The measurement protocols used in the two experimental SANS sessions were very similar. Here, we describe the one for the as-prepared and the sintered samples, while the details for the calcined sample can be found elsewhere.⁴⁹ Prior to the SANS experiments, the samples were heated to 50 °C, transferred to the sample cell in the hot state, and subsequently evacuated inside the sample cell for 2 h at a gas pressure smaller than 10^–2 mbar. Then, the samples were cooled down to 17 °C using a thermostat connected to the sample cell body. During the SANS experiments, the samples were subjected to predefined vapor pressure steps of Z-SLD water in a fully automated, iterative process. After an (unperturbed) equilibration time of 600 s for each relative water vapor pressure, SANS patterns and sample transmission were measured for 1500 and 200 s, respectively. The neutron wavelength was λ = 0.55 nm, the collimation length was 6 m and the sample-detector distance was 5 m. The center of the 2D area detector was shifted with respect to the direct beam, allowing to cover an enlarged range of the scattering vector length q (q = 4π/λ·sin θ with 2θ being the scattering angle) in a single instrument configuration. The thickness of the finally prepared samples were 0.30 and 0.18 mm for the as-prepared and the sintered samples, respectively, and 0.86 mm for the calcined sample. The reduced thickness of the as-prepared and sintered samples ensured that in the given q-range multiple scattering could be neglected.⁵⁸ For the calcined sample, a slight influence of multiple scattering was present and was corrected for in the data analysis.⁵⁹

The reduction of the SANS data was performed with the BerSANS software.⁶⁰ Background correction was performed by subtracting a transmission corrected empty cell measurement from the data. Corrected 2D SANS patterns were azimuthally averaged and scattering cross sections dΣ/dΩ (q) were obtained from absolute intensity calibration using the incoherent scattering of a pure H₂O sample of 1 mm thickness. The range of scattering vector lengths for the given instrument configuration was 0.15 ≤ q ≤ 2.2 nm^–1. Because this q-range was too small to evaluate the incoherent scattering by using Porod’s law as in ref (49), we used another strategy to determine the incoherent scattering from H₂O. All three samples had been measured in their evacuated state with SANS covering an extended q-range at the same instrument in a previous session.⁴⁹ Therefore, the baselines for the incoherent scattering at p/p₀ = 0 could be determined using Porod’s law. Then, the incoherent scattering was calculated for each pressure p/p₀ > 0 from the known water isotherms (Figure 2b) using eq 1 from ref (49). After subtraction of the incoherent scattering of Z-SLD water, the reduced SANS profiles were evaluated with respect to the radial strain of the mesopore lattice by determining the relative shift of the first-order Bragg reflection, leading to the SANS strain isotherm ε_SANS(p/p₀). The detailed procedure to deduce the peak shift of the Bragg peak has been described in ref (49).

Figure 2.

N₂ (a) and H₂O (b) adsorption isotherms in units of specific liquid volume for all three samples. Full symbols denote adsorption, open symbols denote desorption.

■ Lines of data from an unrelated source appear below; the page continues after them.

PR #62, opened 2016-11-24
Fixes where is initialized event repository

gottfrois:
The event repository initialization must happen inside `all.rb` since on other repo (mongoid for example) we don't require `rails_event_store.rb` but only `rails_event_store/all.rb`


mpraglowski:
@gottfrois I've released v0.14.3 with this fix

The in situ dilatometry measurements were performed simultaneously with the SANS measurement for the calcined sample, using a cell for combined SANS/dilatometry.⁴⁹ For the as-prepared and sintered samples, dilatometry measurements were conducted using the mentioned in situ dilatometric setup, with the same adsorbate under exactly the same conditions in the home laboratory several days before the in situ SANS experiments. Prior to the dilatometry measurements, the samples were degassed in the same way as for the in situ SANS runs, that is, at a temperature of 50 °C for 2 h at pressures below 10^–2 mbar. The result of the in situ dilatometry measurement is the dilatometric strain isotherm ε_dil(p/p₀), that is, the relative length change ε_dil of the monolithic sample as a function of the relative pressure p/p₀.

Results and Discussion

Sample Characterization

The monolithic silica samples with a typical cylindrical shape (about 5 mm diameter and several cm length) exhibit hierarchical porosity with macro-, meso-, and micropores. SEM images of the as-prepared sample are shown in Figure 1a,b. The SEM images of the other samples are very similar and are not shown here. The SEM images reveal that the samples consist of a disordered 3-dimensional network of cylindrical struts, which comprise ordered cylindrical mesopores with a pore distance of roughly 10 nm. The N₂ adsorption isotherms are presented in Figure 2a, and the resulting structural parameters deduced from these isotherms are given in Table 1 along with the results of the density measurements.

Table 1. Densities and Pore Space Characteristics Derived from N₂ Adsorption: Macroscopic Density ρ, Density of the Nonporous Skeleton ρ_s, Specific Pore Volume V_Gurvich, Specific Micropore Volume V_mic, Specific Mesopore Volume V_meso, Specific External Surface Area S_ext, Average Mesopore Diameter D_meso as well as Mesoporosity ϕ_meso and Microporosity ϕ_micro of the Struts within the Sample.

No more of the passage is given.